● What to produce
If a line in the records below contains the word "chance", return that line.

● Recorded data
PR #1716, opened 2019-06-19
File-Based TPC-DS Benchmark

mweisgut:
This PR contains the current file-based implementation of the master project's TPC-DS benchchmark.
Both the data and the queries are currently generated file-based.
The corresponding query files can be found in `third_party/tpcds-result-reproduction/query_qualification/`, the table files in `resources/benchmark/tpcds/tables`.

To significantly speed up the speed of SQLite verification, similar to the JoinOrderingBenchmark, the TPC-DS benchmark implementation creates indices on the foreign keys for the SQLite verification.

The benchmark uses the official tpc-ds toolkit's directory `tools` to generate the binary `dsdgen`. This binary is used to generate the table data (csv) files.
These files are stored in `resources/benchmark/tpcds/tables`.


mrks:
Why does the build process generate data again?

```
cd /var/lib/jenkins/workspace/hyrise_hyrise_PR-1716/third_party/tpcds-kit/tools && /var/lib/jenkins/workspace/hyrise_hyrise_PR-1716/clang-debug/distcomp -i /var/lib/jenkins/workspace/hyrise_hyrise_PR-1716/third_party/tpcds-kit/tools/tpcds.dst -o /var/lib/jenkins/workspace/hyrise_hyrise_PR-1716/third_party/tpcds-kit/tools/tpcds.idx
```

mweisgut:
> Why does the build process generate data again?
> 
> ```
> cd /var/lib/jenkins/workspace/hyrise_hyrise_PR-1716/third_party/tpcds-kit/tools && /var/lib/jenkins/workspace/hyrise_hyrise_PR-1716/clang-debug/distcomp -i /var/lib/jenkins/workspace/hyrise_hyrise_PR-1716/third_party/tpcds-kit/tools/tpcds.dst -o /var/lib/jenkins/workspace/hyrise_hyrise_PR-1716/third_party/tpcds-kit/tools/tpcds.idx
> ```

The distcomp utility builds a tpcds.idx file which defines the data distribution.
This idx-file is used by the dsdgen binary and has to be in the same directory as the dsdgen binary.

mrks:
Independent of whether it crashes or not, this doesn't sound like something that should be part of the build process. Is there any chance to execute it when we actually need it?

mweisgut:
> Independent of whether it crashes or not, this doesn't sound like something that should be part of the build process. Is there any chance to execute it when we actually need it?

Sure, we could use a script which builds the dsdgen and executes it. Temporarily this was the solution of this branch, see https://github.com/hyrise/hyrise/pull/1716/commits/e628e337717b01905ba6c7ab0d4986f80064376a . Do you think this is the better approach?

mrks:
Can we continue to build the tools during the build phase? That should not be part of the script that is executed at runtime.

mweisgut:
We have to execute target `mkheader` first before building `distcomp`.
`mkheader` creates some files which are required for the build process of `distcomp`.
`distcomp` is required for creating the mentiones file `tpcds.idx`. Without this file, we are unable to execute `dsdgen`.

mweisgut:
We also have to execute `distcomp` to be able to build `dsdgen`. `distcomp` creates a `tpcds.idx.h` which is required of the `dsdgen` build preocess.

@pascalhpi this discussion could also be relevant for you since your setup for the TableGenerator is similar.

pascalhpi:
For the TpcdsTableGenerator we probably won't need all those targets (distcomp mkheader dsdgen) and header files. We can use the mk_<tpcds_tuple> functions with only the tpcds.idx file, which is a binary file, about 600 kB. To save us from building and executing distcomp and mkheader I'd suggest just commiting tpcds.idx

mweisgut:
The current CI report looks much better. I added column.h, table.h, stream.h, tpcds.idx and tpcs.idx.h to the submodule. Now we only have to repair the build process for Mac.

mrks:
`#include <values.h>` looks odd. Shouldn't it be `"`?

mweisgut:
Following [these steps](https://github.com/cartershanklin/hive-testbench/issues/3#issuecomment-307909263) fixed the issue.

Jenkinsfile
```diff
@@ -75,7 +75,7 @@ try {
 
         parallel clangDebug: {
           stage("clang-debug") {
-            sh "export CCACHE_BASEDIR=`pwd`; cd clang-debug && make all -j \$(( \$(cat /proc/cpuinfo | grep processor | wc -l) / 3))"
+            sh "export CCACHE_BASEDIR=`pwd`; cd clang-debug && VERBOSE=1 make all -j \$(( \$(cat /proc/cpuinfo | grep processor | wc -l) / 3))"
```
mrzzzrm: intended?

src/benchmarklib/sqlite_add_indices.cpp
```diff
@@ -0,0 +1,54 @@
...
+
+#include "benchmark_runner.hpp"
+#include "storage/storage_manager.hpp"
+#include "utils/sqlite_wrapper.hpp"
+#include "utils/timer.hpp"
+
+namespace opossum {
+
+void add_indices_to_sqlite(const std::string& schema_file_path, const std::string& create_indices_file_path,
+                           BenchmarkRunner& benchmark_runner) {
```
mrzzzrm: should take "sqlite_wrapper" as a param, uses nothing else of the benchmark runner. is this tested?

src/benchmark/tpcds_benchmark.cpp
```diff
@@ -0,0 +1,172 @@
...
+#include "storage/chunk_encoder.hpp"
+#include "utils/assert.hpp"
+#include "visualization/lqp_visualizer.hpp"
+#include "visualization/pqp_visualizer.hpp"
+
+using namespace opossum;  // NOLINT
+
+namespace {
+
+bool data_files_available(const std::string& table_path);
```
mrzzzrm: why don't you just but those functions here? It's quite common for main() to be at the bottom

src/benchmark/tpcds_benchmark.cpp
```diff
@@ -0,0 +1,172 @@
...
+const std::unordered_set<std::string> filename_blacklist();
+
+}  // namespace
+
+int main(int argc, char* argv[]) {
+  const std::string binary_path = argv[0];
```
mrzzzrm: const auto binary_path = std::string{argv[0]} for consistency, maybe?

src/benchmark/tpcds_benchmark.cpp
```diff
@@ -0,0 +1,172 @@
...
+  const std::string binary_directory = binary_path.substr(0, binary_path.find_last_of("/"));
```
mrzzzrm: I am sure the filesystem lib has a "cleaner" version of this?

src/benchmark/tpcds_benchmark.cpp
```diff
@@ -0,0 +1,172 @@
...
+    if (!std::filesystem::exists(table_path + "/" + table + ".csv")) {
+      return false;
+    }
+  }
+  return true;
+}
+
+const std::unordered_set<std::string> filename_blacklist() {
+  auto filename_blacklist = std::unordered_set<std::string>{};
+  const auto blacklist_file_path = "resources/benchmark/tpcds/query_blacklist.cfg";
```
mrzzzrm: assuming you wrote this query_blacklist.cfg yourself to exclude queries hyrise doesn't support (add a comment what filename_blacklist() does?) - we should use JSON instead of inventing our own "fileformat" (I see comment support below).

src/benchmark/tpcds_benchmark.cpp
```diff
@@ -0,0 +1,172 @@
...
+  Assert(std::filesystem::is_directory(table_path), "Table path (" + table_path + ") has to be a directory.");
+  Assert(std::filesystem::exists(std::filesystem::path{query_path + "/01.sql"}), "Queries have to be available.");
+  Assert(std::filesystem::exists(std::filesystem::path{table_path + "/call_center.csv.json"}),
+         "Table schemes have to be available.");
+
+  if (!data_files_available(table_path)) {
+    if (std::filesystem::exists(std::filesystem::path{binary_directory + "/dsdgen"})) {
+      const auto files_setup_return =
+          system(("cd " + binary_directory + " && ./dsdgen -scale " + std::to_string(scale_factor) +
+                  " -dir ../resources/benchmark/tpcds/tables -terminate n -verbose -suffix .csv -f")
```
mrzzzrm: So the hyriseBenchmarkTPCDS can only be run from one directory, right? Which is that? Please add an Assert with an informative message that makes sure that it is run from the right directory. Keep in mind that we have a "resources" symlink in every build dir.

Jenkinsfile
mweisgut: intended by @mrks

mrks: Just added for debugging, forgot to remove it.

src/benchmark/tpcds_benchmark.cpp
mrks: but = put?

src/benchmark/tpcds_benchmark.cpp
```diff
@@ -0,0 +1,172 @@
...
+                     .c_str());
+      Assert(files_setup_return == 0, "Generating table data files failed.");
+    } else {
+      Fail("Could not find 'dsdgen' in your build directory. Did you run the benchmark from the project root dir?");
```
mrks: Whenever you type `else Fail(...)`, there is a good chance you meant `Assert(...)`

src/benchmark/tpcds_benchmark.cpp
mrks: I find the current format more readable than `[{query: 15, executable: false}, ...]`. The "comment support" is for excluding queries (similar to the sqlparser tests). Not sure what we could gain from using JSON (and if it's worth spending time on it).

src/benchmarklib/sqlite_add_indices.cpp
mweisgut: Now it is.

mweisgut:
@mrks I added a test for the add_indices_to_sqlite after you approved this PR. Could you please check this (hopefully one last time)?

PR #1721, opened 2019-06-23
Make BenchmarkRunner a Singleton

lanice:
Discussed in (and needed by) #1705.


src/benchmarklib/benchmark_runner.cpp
--
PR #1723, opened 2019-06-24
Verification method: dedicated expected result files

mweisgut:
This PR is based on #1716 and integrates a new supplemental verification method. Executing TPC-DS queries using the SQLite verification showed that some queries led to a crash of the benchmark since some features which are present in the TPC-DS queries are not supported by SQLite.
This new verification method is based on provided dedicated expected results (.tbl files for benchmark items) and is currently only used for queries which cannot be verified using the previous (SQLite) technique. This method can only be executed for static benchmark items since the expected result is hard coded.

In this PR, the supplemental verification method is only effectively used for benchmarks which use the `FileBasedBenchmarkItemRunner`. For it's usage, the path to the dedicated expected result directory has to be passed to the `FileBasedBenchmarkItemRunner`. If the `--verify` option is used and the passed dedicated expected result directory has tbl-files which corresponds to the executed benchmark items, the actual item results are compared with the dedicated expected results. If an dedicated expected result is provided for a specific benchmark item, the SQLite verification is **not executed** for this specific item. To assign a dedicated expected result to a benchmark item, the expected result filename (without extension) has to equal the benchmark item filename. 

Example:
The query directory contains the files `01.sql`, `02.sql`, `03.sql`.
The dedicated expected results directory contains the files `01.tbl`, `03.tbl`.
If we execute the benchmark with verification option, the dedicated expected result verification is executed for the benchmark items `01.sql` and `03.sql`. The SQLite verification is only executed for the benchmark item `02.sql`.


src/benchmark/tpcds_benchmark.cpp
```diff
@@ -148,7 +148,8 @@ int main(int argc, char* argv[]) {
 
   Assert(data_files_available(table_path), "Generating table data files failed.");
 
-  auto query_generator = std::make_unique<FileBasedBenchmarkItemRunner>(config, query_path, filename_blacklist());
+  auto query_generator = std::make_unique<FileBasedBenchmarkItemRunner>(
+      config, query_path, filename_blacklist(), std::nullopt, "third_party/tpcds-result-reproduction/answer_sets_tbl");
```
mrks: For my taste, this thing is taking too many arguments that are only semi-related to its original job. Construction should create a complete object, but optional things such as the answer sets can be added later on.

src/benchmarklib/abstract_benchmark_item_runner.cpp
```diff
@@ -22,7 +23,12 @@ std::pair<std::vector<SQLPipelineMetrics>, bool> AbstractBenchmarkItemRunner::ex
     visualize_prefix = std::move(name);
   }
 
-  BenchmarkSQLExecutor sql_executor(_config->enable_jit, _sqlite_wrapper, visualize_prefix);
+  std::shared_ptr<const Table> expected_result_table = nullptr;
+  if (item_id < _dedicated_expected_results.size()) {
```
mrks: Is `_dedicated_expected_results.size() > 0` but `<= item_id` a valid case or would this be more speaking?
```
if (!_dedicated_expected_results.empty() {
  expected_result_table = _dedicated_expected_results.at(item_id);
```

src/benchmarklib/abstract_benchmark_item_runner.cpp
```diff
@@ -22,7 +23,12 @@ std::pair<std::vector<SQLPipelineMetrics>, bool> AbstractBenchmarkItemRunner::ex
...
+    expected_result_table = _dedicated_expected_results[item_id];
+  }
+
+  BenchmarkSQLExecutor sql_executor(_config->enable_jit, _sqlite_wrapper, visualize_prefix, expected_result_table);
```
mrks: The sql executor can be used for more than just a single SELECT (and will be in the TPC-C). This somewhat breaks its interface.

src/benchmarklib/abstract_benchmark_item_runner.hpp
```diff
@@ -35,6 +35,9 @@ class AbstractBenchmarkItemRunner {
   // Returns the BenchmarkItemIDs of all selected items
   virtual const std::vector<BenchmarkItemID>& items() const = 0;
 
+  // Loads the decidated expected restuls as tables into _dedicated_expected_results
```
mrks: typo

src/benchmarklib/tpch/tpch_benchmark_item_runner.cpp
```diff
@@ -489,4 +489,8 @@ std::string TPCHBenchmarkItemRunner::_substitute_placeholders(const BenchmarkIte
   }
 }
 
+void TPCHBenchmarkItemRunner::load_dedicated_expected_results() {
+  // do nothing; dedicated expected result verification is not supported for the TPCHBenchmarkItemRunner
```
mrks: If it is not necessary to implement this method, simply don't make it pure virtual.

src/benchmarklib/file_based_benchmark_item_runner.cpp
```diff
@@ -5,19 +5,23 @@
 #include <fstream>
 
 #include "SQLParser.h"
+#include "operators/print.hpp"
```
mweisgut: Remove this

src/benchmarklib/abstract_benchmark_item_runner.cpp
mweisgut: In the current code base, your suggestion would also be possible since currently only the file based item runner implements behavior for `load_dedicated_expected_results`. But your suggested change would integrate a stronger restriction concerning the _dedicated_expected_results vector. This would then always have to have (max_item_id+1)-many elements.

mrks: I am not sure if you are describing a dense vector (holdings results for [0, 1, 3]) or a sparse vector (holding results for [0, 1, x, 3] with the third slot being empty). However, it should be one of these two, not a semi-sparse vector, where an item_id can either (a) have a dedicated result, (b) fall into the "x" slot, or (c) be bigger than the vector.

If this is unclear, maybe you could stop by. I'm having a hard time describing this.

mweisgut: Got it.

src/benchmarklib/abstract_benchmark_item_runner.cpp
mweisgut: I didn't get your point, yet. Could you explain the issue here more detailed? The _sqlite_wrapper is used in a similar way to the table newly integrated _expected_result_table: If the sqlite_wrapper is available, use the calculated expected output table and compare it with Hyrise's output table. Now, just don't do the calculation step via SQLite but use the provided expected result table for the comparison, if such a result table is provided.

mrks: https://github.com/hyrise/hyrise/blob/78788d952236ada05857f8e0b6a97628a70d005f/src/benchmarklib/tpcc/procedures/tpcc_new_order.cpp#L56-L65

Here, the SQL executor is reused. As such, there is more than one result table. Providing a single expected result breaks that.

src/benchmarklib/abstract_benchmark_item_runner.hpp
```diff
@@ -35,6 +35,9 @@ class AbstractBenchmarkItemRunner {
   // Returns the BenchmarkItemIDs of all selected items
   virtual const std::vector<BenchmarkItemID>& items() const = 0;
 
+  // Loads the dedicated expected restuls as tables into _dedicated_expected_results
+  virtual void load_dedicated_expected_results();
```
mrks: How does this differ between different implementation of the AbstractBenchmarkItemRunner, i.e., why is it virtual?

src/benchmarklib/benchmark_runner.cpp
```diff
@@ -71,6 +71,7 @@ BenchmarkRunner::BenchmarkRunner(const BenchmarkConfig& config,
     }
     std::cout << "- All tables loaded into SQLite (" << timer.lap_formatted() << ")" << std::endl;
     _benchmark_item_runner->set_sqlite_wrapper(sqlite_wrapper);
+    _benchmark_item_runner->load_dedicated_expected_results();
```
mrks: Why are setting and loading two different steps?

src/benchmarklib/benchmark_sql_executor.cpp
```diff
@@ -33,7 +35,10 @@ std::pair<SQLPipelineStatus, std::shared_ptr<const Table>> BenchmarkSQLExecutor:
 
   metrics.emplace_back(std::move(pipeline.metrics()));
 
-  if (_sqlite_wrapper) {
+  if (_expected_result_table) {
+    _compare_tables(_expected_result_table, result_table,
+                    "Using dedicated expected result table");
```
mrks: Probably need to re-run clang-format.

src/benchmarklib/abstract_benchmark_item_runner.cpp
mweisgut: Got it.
--
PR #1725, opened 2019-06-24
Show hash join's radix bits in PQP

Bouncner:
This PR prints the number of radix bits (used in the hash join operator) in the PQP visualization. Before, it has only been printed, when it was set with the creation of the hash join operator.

● Response area
Independent of whether it crashes or not, this doesn't sound like something that should be part of the build process. Is there any chance to execute it when we actually need it?
> Independent of whether it crashes or not, this doesn't sound like something that should be part of the build process. Is there any chance to execute it when we actually need it?
mrks: Whenever you type `else Fail(...)`, there is a good chance you meant `Assert(...)`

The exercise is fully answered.